WORK TASK:
Print exactly the lines below between the line holding "The original issue" and the line holding "- Made it async to query heartbeat history", inclusive, and nothing more.
*** Block opens ***
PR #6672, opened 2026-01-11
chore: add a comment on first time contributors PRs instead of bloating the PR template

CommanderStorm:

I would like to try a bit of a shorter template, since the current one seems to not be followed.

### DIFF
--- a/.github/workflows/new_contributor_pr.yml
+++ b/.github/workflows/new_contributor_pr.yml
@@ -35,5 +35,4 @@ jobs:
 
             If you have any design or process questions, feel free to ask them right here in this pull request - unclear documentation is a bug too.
*** Block closes ***
*** Block opens ***
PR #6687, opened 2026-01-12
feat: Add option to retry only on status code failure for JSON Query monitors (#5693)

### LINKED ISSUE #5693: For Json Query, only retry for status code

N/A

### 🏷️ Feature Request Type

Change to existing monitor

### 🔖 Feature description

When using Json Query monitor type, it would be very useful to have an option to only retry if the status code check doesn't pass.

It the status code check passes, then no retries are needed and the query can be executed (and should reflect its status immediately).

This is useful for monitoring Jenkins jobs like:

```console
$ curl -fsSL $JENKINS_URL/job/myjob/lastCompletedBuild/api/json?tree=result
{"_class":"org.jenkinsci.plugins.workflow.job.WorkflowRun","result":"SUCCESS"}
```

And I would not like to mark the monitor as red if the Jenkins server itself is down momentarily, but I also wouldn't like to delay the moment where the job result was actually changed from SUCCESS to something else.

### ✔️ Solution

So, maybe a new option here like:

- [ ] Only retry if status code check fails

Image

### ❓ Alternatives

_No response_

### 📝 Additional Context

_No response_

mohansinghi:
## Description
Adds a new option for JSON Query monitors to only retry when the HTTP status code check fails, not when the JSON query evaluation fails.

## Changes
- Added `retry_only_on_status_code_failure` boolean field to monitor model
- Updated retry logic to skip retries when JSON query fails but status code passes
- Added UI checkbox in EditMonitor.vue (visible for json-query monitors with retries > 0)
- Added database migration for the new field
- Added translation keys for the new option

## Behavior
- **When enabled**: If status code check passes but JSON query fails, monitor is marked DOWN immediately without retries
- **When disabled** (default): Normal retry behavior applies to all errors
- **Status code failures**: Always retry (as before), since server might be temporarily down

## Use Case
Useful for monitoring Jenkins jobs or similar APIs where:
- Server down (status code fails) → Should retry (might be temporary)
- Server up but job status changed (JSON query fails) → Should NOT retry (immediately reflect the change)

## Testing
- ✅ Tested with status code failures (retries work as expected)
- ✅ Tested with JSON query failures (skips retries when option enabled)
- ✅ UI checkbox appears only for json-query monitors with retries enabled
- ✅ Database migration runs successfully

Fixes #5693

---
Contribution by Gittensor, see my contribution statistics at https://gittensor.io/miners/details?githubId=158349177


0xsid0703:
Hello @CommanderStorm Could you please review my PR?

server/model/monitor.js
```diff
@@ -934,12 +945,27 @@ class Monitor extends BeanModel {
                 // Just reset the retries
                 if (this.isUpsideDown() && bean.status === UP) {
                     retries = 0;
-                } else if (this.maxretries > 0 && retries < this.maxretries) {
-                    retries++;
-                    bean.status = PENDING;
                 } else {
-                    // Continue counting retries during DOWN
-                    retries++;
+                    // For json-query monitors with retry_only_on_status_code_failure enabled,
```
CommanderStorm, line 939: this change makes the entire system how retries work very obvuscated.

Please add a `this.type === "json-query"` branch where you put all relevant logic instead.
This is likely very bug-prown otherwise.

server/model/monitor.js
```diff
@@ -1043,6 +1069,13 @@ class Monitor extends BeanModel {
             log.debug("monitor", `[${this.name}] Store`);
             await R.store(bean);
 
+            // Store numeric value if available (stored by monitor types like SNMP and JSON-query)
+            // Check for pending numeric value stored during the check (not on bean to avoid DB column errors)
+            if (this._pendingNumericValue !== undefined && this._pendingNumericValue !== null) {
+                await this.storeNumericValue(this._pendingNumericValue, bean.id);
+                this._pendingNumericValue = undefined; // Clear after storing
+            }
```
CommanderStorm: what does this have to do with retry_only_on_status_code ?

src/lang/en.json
*** Block closes ***
*** Block opens ***
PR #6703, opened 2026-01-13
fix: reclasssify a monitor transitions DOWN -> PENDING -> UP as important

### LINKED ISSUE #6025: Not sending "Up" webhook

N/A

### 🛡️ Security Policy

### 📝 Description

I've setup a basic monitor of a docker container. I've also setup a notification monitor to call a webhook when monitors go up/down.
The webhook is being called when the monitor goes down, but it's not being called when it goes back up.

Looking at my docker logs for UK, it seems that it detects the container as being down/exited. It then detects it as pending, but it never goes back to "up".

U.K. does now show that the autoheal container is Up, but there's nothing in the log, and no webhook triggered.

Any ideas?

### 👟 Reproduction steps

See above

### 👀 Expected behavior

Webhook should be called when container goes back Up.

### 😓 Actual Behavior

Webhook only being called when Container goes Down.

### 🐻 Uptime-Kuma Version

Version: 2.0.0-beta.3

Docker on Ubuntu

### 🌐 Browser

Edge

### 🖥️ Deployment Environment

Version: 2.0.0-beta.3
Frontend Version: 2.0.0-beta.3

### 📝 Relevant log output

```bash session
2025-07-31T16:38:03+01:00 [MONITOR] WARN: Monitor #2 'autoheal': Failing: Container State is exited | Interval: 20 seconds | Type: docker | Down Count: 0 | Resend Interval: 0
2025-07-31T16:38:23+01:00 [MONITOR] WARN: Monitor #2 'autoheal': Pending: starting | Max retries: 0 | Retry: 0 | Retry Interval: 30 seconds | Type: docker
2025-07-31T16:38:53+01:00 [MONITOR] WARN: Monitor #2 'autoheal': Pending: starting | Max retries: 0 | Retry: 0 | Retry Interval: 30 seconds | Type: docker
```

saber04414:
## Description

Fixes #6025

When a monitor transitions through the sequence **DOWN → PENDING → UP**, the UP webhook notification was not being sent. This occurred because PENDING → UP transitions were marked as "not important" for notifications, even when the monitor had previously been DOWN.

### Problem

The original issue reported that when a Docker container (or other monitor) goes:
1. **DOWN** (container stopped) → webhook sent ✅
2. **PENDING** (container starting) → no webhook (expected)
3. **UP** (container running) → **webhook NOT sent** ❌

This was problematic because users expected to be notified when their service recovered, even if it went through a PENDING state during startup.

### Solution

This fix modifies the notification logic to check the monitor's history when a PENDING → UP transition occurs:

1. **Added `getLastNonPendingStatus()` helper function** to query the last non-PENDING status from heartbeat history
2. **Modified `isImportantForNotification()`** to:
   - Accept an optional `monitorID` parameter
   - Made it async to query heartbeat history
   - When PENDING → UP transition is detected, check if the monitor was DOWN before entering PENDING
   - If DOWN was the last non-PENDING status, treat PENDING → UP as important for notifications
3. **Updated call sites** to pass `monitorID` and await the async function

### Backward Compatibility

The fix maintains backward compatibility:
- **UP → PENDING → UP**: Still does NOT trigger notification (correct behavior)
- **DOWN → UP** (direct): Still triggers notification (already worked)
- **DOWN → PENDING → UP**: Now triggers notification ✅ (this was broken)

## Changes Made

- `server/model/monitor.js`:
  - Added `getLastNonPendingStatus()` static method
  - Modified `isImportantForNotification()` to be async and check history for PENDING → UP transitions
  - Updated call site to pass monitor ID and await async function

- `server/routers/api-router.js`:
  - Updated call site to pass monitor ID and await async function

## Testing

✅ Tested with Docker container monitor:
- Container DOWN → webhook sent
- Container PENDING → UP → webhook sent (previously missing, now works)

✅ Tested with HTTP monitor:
*** Block closes ***
OUTPUT OF THE EXERCISE:
The original issue reported that when a Docker container (or other monitor) goes:
1. **DOWN** (container stopped) → webhook sent ✅
2. **PENDING** (container starting) → no webhook (expected)
3. **UP** (container running) → **webhook NOT sent** ❌

This was problematic because users expected to be notified when their service recovered, even if it went through a PENDING state during startup.

### Solution

This fix modifies the notification logic to check the monitor's history when a PENDING → UP transition occurs:

1. **Added `getLastNonPendingStatus()` helper function** to query the last non-PENDING status from heartbeat history
2. **Modified `isImportantForNotification()`** to:
   - Accept an optional `monitorID` parameter
   - Made it async to query heartbeat history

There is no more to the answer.